Pada poin kedua ini, Fadli menyinggung sooal revisi APBN 2020 yang telah dilakukan sebanyak dua kali. Ia juga mengungkit soal prediksi pemerintah tentang pandemi yang diperkirakan akan melandai pada Juli atau Agustus 2020, namun prediksi itu keliru.
Fadli melihat ada kejanggalan ketika kurva pandemi terus menanjak namun alokasi anggaran untuk penanganan wabah justru berkurang.
"Ketiga, perlindungan sosial untuk rakyat kecil justru dikurangi. Kalau kita lihat postur RAPBN 2021, angaran Kementerian Sosial (Kemensos) tahun 2021 "hanya" berjumlah Rp 92,82 triliun, alias turun dari anggaran tahun ini Rp 134 triliun," Fadli melanjutkan.

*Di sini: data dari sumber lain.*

PR #14635, opened 2026-07-27
feat(cedarling-js): add JavaScript runtime agnostic sdk for Cedarling.

### LINKED ISSUE #14582: feat(cedarling): add a stable JavaScript SDK over the WASM bindings
## Summary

Penurunan anggaran untuk Kemensos ini dikhawatirkan akan mengurangi nilai bantuan sosial tunai untuk 10 juta keluarga penerima manfaat.
Baca Juga: Tema APBN 2021 Seharusnya Penyelamatan Ekonomi Nasional
Berkurangnya bantuan untuk masyarakat ini dinilai ironis mengingat salah satu kunci pertumbuhan ekonomi adalah konsumsi rumah tangga, sementara banyak masyarakat yang telah kehilangan pekerjaan, penghasilan, dan kemungkinan bantuan sosial dari pemerintah.
"Keempat, serapan belanja pemerintah sangat rendah. Kementerian Keuangan menyebutkan, hingga akhir Juli kemarin, realisasi belanja untuk PEN baru mencapai 19 persen atau sekitar Rp 136 triliun dari total Rp 695 triliun yang dianggarkan," tulis Fadli.
Nilai serapan itu dianggap Fadli sangat rendah mengingat pemerintah telah diberi "kekebalan hukum" dalam mengalokasikan dan menggunakan anggaran.
"Jika serapan belanja pemerintah hingga kuartal kedua saja serendah itu, maka proyeksi bahwa pertumbuhan ekonomi kita bisa kembali ke angka 5 persen tahun depan adalah proyeksi yang terlalu muluk," tukas Fadli.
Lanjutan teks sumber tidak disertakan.